Dr. Gal Manella

Dr. Gal Manella
Dr. Gal Manella
Israeli Postdoctoral Scholar
At Caltech

Mammals’ circadian systems regulate the timing of when behavioral and physiological events occur along the day. They are composed of a single master “pacemaker” in the brain which synchronizes a population of peripheral clocks throughout the body. For his PhD in the Department of Biomolecular Sciences at Weizmann Institute of Science, Gal Manella used gene expression analysis and organotypic cultures to show that in different tissues, these clocks can be synchronized by different signals, and can misalign under specific conditions such as hypoxia, when oxygen supply is inadequate, suggesting that circadian misalignment participates in the pathophysiology of sleep apnea.  In an example of how peripheral clocks communicate, he demonstrated that the liver clock affects the function of peripheral rhythms in other tissues, especially in response to changes in feeding time. His findings could assist research on drugs that affect circadian clocks.

Dr.
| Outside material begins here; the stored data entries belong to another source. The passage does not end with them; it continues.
PR #3225, opened 2018-10-23
Shrink render targets

bholley:
https://bugzilla.mozilla.org/show_bug.cgi?id=1501073


bholley:
On IRC, kvark said the reftest wasn't something we should worry about.

@bors-servo r=kvark

gw3583:
@bholley Instead of marking it fuzzy, could you re-generate the PNG? I know it takes a bit of time, but it's always good to get a notification when some pixel rendering changes, even if we then decide it's just subpixel accuracy.

bholley:
Unfortunately it's not a PNG. We discussed this more here: https://mozilla.logbot.info/gfx/20181023#c15510918

One improvement would be to update the reftest harness, since dbaron recently added support for more precise fuzziness ranges [1], which would at least tell us if the test stopped being fuzzy.

[1] https://groups.google.com/forum/#!topic/mozilla.dev.platform/By3AkwbLhCo

PR #3226, opened 2018-10-24
Don't update max_size for tasks drawn into the texture cache

bholley:
Previously, we sized all render target textures using max_size. This
changed, and now we size them based on the union of the allocator's used_rect
for each slice.

At present, the code updates max_size for every render task. But it's
only used to size the per-slice allocators, which in turn are only used
for RenderTaskLocation::Dynamic. Accounting for this fixes a panic
(wherein check_ready can fail because the texture is smaller than
max_size) and also allows more-efficient render target texture sizing.

Differential Revision: https://phabricator.services.mozilla.com/D9608

---
This change is [Reviewable](https://reviewable.io/reviews/servo/webrender/3226)


bholley:
@bors-servo r=gw3583

pathfinder.

PR #3228, opened 2018-10-24
Move Primitive methods to PrimitiveInstance.

gw3583:
This is a small change towards reducing implementation details
on the Primitive struct. Eventually, Primitive will be removed
and we'll just have PrimitiveInstance and PrimitiveTemplate.

The PrimitiveTemplate struct will be the interned and shared
data for primitives that are the same across display lists.

The PrimitiveInstance struct currently contains information
calculated in prepare_prims and then used by batching. Once
we move the prepare prims code from the first (picture tree
pass) into the batching pass, most of the storage in the
PrimitiveInstance can be removed and used immediately.

### DIFF
--- a/webrender/src/batch.rs
+++ b/webrender/src/batch.rs
@@ -18,7 +18,7 @@ use picture::{Picture3DContext, PictureCompositeMode, PicturePrimitive, PictureS
 use prim_store::{BrushKind, BrushPrimitive, BrushSegmentTaskId, DeferredResolve};
 use prim_store::{EdgeAaSegmentMask, ImageSource};
 use prim_store::{VisibleGradientTile, PrimitiveInstance};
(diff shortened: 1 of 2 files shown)


gw3583:
r? @nical or @kvark 

This probably looks like bike-shedding, but there's method to the madness. I'm hoping to be able to land some of the more substantial work I have for picture caching locally in the next few days.

gw3583:
This shouldn't have any functional effect at all, but I'll kick off a try run later tonight to be on the safe side.

gw3583:
Pending try:
https://treeherder.mozilla.org/#/jobs?repo=try&revision=8cd6fc109eb4ab854b9fba715744ed3da10c7bd2

gw3583:
Try looks good.

@bors-servo r=nical

PR #3229, opened 2018-10-25
Introduce picture traversal pass.

gw3583:
This introduces a new pass during frame building. It's a very
quick pass, since we only traverse the picture tree. This pass
must not access individual primitives.

In the future, the prepare_prims pass will be split into two
parts. Some of the work done in that pass will be moved to this
picture traversal pass (e.g. plane splitting), while the rest
(e.g GPU cache updates) will be moved to the batching pass.

The outcome of the first pass will determine whether a picture
has a valid cached surface, and thus decide whether the second
primitive preparation and batching pass is required to build
a new surface cache.

---
This change is [Reviewable](https://reviewable.io/reviews/servo/webrender/3229)

### DIFF
--- a/webrender/src/display_list_flattener.rs
+++ b/webrender/src/display_list_flattener.rs
@@ -23,7 +23,7 @@ use gpu_types::BrushFlags;
 use hit_test::{HitTestingItem, HitTestingRun};
 use image::simplify_repeated_primitive;
 use internal_types::{FastHashMap, FastHashSet};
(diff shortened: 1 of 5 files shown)


gw3583:
Pending try:
https://treeherder.mozilla.org/#/jobs?repo=try&revision=cbc178b2c07a0ce2e5ca28507257f21890adc751

gw3583:
Looks like this has a couple of failures on try that I need to investigate.

gw3583:
Try run isn't quite finished but looks good so far.

PR #3230, opened 2018-10-25
Scale box-shadow to maximum of 2048 device pixels.

djg:
Fixes https://bugzil.la/1490007

`box-shadow` weren't being clipped nor clamped to the maximum dimension of resource cache. This PR scales box shadows in the same manner that borders are scaled. The scaling is to the maximum dimension of the resource cache and not to 2048 like borders.

Increased the render task sanity check size from 16000 to 16384.

Reftest is mostly to catch that we don't regress and hit the sanity check panic.

This change is [Reviewable](https://reviewable.io/reviews/servo/webrender/3230)


djg:
I spoke with @nical and @gw3583 and have changed the size clamp from the maximum supported texture size to 2048. This will affect the quality of rendering, but Glenn was of the opinion that the case that triggered the `panic!` is a synthetic pathological case that will very rarely happen in the real world, so the quality degradation is acceptable.

djg:
In the test case from https://bugzil.la/1490007, I added rendering of a `<div>` to understand how the rounded-rect is rendered in webrender.  I noticed that the rendering of rect looks correct compared to the `box-shadow` applied to it.

Rendering the round-rect, I verified that the huge values are passed through to rendering, yet the code doesn't `panic!`
https://github.com/servo/webrender/blob/62af01cdf4f09f8f403e4f66f067e8db7ae42329/webrender/src/clip.rs#L391-L395

`rect` was `{ x= -19158, y= 164, w= 20200, h= 200 }` and `radius` was `{ top-left = { w= 20200, h= 200 }, ... }`

Yet when it comes to creating the render task for the rect in `fn new_mask(...)`, the `outer_rect` is used:
https://github.com/servo/webrender/blob/20214bf371002786cfd8daabf58c815bf1ee84a3/webrender/src/render_task.rs#L571-L579

which in my test case was the clipping rectangle for the visible area, `{ x= 0, y=478, w= 3040, h= 584 }`.

The `box-shadow` render task is instead trying to render the entire rounded-rect into a texture before applying blur, which is causing the `panic!`.  It seems possible that rendering quality could be improved for this case by only rendering the clipped part into the shadow, but as @gw3583 said, having huge border radius is very unlikely in practice.

kvark:
@djg code looks ready to me.
Do you have concerns left? Could you launch a try push?

djg:
@kvark no concerns from me. 

https://treeherder.mozilla.org/#/jobs?repo=try&revision=570acf1b68318b04a12500825da22b71f0ae103c&selectedJob=209075983

kvark:
Thanks!
@bors-servo r+

djg:
> error: Connection to server timed out
> error: Could not compile `osmesa-src`.

:-(

PR #3233, opened 2018-10-25
Prepare opacity consistently

kvark:
This is a follow-up to #3232 
It makes opacity computation more functional, having us to consider it equally important for all primitive types. It's not supposed to change any logic.
try: https://treeherder.mozilla.org/#/jobs?repo=try&revision=6e4ca6f1b473522e93d5fd11e64c563c2bdf50dd

---
This change is [Reviewable](https://reviewable.io/reviews/servo/webrender/3233)


bholley:
This seemed to have slightly improved performance [1]. Was that at all expected?

[1] https://bugzilla.mozilla.org/show_bug.cgi?id=1502344#c4

PR #3236, opened 2018-10-28
Refactor chase tracing to work with primitive instance IDs.

gw3583:
In the process of interning primitives, the PrimitiveIndex
will become less useful, eventually being removed since a
primitive instance will contain just a reference to an interned
primitive template.

Having the chase ID based on the PrimitiveIndex is complicating
some of that refactoring, so this patch switches it to create
a unique ID per primitive instance, which is then used by the
chase tracing code. The primitive ID only exists when the
tracing code is compiled in.

---
This change is [Reviewable](https://reviewable.io/reviews/servo/webrender/3236)

### DIFF
--- a/webrender/src/prim_store.rs
+++ b/webrender/src/prim_store.rs
@@ -31,10 +31,27 @@ use renderer::{MAX_VERTEX_TEXTURE_WIDTH};
 use resource_cache::{ImageProperties, ImageRequest, ResourceCache};
 use scene::SceneProperties;
 use std::{cmp, fmt, mem, ops, usize};
+#[cfg(debug_assertions)]
+use std::sync::atomic::{AtomicUsize, Ordering};
 use util::{ScaleOffset, MatrixHelpers};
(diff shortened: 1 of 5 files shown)


gw3583:
r? @kvark 

Does this seem reasonable to you?

webrender/src/prim_store.rs
```diff
@@ -1620,29 +1645,37 @@ impl PrimitiveInstance {
...
         }
     }
+
+    #[cfg(debug_assertions)]
+    pub fn is_chased(&self) -> bool {
+        PRIM_CHASE_ID.load(Ordering::SeqCst) == self.id.0
+    }
+
+    #[cfg(not(debug_assertions))]
+    pub fn is_chased(&self) -> bool {
```
emilio: May be worth to `#[inline]` so that we ensure the compiler can remove the dead code.

kvark:
Reviewed as a part of #3244. I think we can close this one.

PR #3238, opened 2018-10-29
 Introduce primitive clustering and use for some basic cases.

gw3583:
Primitive clusters are used to group primitives within a picture
into similar categories during scene building.

Initially, these are only used to group primitives by spatial node
and by backface flags. In future, these will include spatial
clustering, which will allow removal of much of the per-primitive
bounding rect and culling code during frame building.

In this patch each primitive belongs to one cluster only, but
when spatial clusters are introduced, a primitive will belong
to one or more cluster(s). Clusters are processed during the
initial picture traversal, allowing the picture bounding rect to
be found without touching all primitives.

There's a couple of goals of this work:
- Reduce the amount of comparison work we need to do to check
  if a cached picture surface is valid.
- Allow cached picture surfaces to be drawn in tiles, to
  handle cases where only a small portion of a picture
  contents has changed.

There's also a number of other small related changes:
- Store offscreen surface information outside the picture primitives.
  - Simplifies borrow check issues on picture traversal.
  - Eventually the surface structures will be retained between display lists, and hold cached surface details.

- Build minimal local clip rect for primitives during scene building.
  - Used to allow quick calculation of picture bounding rects.
  - Can take advantage of this to reduce work during frame building (not done yet).

- Picture bounding rect calculation is done during initial picture traversal pass.
  - Much faster than previously, as we only need to calculates bounds for each cluster.

 - Backface visibility is done once per cluster now, rather than per-primitive.
 - Intern the primitive local rect and clip rects for future use.

---
This change is [Reviewable](https://reviewable.io/reviews/servo/webrender/3238)

### DIFF
--- a/webrender/src/batch.rs
+++ b/webrender/src/batch.rs
@@ -480,7 +480,7 @@ impl AlphaBatchBuilder {
         let task_address = render_tasks.get_task_address(task_id);
 
         // Add each run in this picture to the batch.
-        for prim_instance in &pic.prim_instances {
+        for prim_instance in &pic.prim_list.prim_instances {
             self.add_prim_to_batch(
                 prim_instance,
                 ctx,
@@ -598,7 +598,7 @@ impl AlphaBatchBuilder {
                             // Convert all children of the 3D hierarchy root into batches.
                             Picture3DContext::In { root_data: Some(ref list), .. } => {
                                 for child in list {
-                                    let prim_instance = &picture.prim_instances[child.anchor];
+                                    let prim_instance = &picture.prim_list.prim_instances[child.anchor];
                                     let pic_primitive = &ctx.prim_store.primitives[prim_instance.prim_index.0];
 
                                     let clip_task_address = prim_instance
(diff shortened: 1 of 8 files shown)


gw3583:
(This includes the commit from https://github.com/servo/webrender/pull/3236).

Looks like there is one failure on try:
https://treeherder.mozilla.org/#/jobs?repo=try&revision=1d65d6b0005b662956871ca809ce97962081f982

I'll investigate that in the morning, but that should hopefully only be a minor fix needed.

nical:
> In future, these will include spatial
clustering, which will allow removal of much of the per-primitive
bounding rect and culling code during frame building.

Exciting!

gw3583:
I realized that some of the existing picture logic relies on the calculated picture rect being the ```unclipped``` size. So I updated the patch to not include the local clip rect in the culling rect, for now. This doesn't have any impact on performance, since it matches previous behavior. As a follow up, we can fix this logic and start to take advantage of building the local clip rect during scene building.

The try run with this fix still has a few jobs to run, but looks good so far, so this is ready for review now.
https://treeherder.mozilla.org/#/jobs?repo=try&revision=00db2fce1b954143a03d0d9b687bbf140d752563&selectedJob=208488140

emilio:
The OSX R2 crashes look related to webrender:

```
17:53:39     INFO -  3  XUL!mozilla::layers::APZSampler::~APZSampler() [Mutex.h:00db2fce1b954143a03d0d9b687bbf140d752563 : 60 + 0x5]
```

called by:

```
17:53:39     INFO -  7  XUL!webrender::render_backend::RenderBackend::update_document [render_backend.rs:00db2fce1b954143a03d0d9b687bbf140d752563 : 1039 + 0x1a]
```

May not be related to this PR though.

staktrace:
APZSampler::~APZSampler crashes might be related to https://bugzilla.mozilla.org/show_bug.cgi?id=1502495 - I've starred the failure as such.

gw3583:
Closing since this is reviewed as part of #3244.

PR #3239, opened 2018-10-29
Don't use BGRA8 unless GL_EXT_texture_storage is available

jamienicol:
https://bugzilla.mozilla.org/show_bug.cgi?id=1499785

We recently changed to use the glTexStorage* family of functions,
along with sized internal format types, such as BGRA8. Unfortunately,
the GL_EXT_texture_format_BGRA8888 extension does not provide BGRA8 as
a valid format unless the GL_EXT_texture_storage extension is also
available, which is not usually the case on GLES3 as glTexStorage*
are built in.

Unfortunately this means we must fall back to using glTexImage* rather
than glTexStorage* when dealing with BGRA data. Longer term it will
make sense to ensure the provided data is in RGBA format, as the
benifits of immutable storage are desirable.

### DIFF
--- a/webrender/src/device/gl.rs
+++ b/webrender/src/device/gl.rs
@@ -736,6 +736,16 @@ impl Drop for SharedDepthTarget {
     }
 }
 
+/// Describes the support for the glTexStorage* family of functions.
+/// Various combinations of gl/gles version and extensions can mean either
+/// not supported, supported but not for BGRA8 format, or full support.
+#[derive(PartialEq, Debug)]
+enum TexStorageSupport {
+    None,
+    NonBGRA8,
+    Full,
+}
+
 pub struct Device {
     gl: Rc<gl::Gl>,
     // device state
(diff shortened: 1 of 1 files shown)


webrender/src/device/gl.rs
```diff
@@ -736,6 +736,16 @@ impl Drop for SharedDepthTarget {
     }
 }
 
+/// Describes the support for the glTexStorage* family of functions.
+/// Various combinations of gl/gles version and extensions can mean either
+/// not supported, supported but not for BGRA8 format, or full support.
+#[derive(PartialEq, Debug)]
+enum TexStorageSupport {
+    None,
```
nox: Why is this here? You can just use `Option<TexStorageSupport>` elsewhere.

jamienicol: I can't claim to be an expert on idiomatic rust, but my logic is that the level of support for glTexStorage is a tri-state: No support, support for non-bgra, and full support. In terms of how we use the variable, there is nothing special about the None case, nor in common about the two would-be Some cases. So using an Option feels less conceptually correct, and would require messier matching code, in my opinion.

jamienicol:
Okay, the latest version restructures the logic and adds some more comments so hopefully it's a bit more obvious. And I fixed it so we do indeed use TexStorage when BGRA is not supported (ie the internal format is RGBA).

I also renamed TexStorageSupport to TexStorageUsage, because I think it makes more sense for that last case: TexStorage is still not technically supported for BGRA internal formats, but we are using it for  our BGRA textures (because they have RGBA internal formats). Then I could happily rename "None" to "Never" to avoid that issue.

kvark:
@jamienicol could you launch a try?

jamienicol:
`supports_bgra` is the condition which affects our decision. The assertions just make sure we're not in a situation we can't handle. It just so happens that they correlate (because until we support RGBA, we can't properly handle `!supports_bgra` on gles) but logically bgra support is what we're testing for.

Try run looks good: https://treeherder.mozilla.org/#/jobs?repo=try&selectedJob=209780494&revision=019bb574894c88bb74c22e17c13b3b2de231d05f

kvark:
Thanks!
@bors-servo r+

PR #3240, opened 2018-10-29
Fix srgb/linear conversion filters.

nical:
I made a *very* silly mistake in the srgb/linear conversion filters of swapping c1 and c2 (see the patch). The mistake was symetrical so it passed the tests, but the filter ended up merely quantifying the input color space into 256/13 values which isn't very useful and makes most color matrix filter applied in linear space totally wrong (as soon as the resulting colors fall out of the 0..256/13 range).

So here is the fix. I was going to introduce the `if_then_else` macro in another thing I'm working on but it's a good fit here because the argument positions are less prone to the error I made.

r? anyone

---
This change is [Reviewable](https://reviewable.io/reviews/servo/webrender/3240)

### DIFF
--- a/webrender/res/shared.glsl
+++ b/webrender/res/shared.glsl
@@ -113,6 +113,22 @@
             return 0.0;
         return 0.5 + dist * (0.8431027 * dist * dist - 1.14453603);
     }
+
+    /// Component-wise selection.
+    ///
+    /// The idea of using this is to ensure both potential branches are executed before
+    /// selecting the result, to avoid observable timing differences based on the condition.
+    ///
+    /// Example usage: color = if_then_else(LessThanEqual(color, vec3(0.5)), vec3(0.0), vec3(1.0));
+    ///
+    /// The above example sets each component to 0.0 or 1.0 independently depending on whether
+    /// their values are below or above 0.5.
+    ///
+    /// This is written as a macro in order to work with vectors of any dimension.
+    ///
+    /// Note: Some older android devices don't support mix with bvec. If we ever run into them
+    /// the only option we have is to polyfill it with a branch per component.
+    #define if_then_else(cond, then_branch, else_branch) mix(else_branch, then_branch, cond)
 #endif
 
 //======================================================================================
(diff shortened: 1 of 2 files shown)


nical:
Some gecko reftests will cover this as soon as I [enable using SVG color matrix filters in WR](https://bugzilla.mozilla.org/show_bug.cgi?id=1468183). We can still add a reftest that tests the exact values of the srg-to-linear conversion in the webrender repo but I'm not too worried about that.

emilio:
Ok, wfm.

@bors-servo r+

webrender/res/shared.glsl
```diff
@@ -113,6 +113,22 @@
...
+    /// Example usage: color = if_then_else(LessThanEqual(color, vec3(0.5)), vec3(0.0), vec3(1.0));
+    ///
+    /// The above example sets each component to 0.0 or 1.0 independently depending on whether
+    /// their values are below or above 0.5.
+    ///
+    /// This is written as a macro in order to work with vectors of any dimension.
+    ///
+    /// Note: Some older android devices don't support mix with bvec. If we ever run into them
+    /// the only option we have is to polyfill it with a branch per component.
+    #define if_then_else(cond, then_branch, else_branch) mix(else_branch, then_branch, cond)
```
kvark: d'oh, why don't we just use `step` instead of `lessThanEqual` so that `bvec` isn't involved?
I also don't think we should be having the one-line wrappers around GLSL functions, fwiw

nical: I wasn't aware that one can use step with bvec. It's not clear from the [glsl docs](https://www.khronos.org/registry/OpenGL-Refpages/gl4/html/step.xhtml) that you could do that whereas it is explicitly specified for [mix](https://www.khronos.org/registry/OpenGL-Refpages/gl4/html/mix.xhtml).
We do want component-wise selection here so bvec is needed.

I stand by wrapping the single line function because the function will most likely be used all over the place to avoid timing attacks, using mix directly is error prone (the bug this PR is fixing) and this might need to be polyfilled if we support low end android devices.

kvark: What I'm saying is: we don't need `bvec` at all. We can just use `mix` and `step` without triggering the bugtrap GLSL booleans are.

nical: Not sure I follow, you want to do it manually for each individual channel?

kvark: I'm saying that instead of doing this:
```glsl
mix(c1, c2, lessThanEqual(color, vec3(0.04045)));
```
we could be doing this:
```glsl
mix(c1, c2, step(color, vec3(0.04045)));
```
And it would not need any wrappers or messing around `bvec`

Manella’s postdoctoral research in the Division of Biology and Biological Engineering at Caltech focuses on the embryonic formation of segments and their corresponding structures along the spine. This process is based on a segmentation clock: a self-sustained oscillator with a period of a few hours that resides in the cells of the embryo’s elongating tail. Dr. Manella is engineering a synthetic segmentation clock that could elucidate how cells can self-organize into complex multicellular shapes and patterns. This could be a step towards using patient-derived stem cells to self-organize outside the body into a complex tissue that could then be transplanted back to the patient. His research could have immense implications for the fields of tissue engineering and regenerative medicine.

Dr. Manella is interested in scientific communication, frequently writing articles on topics in biology for general audiences. He recently co-published an article that described the history and evolution of the clock metaphor in science, and its effects on the way scientists conceived their subjects and designed their experiments.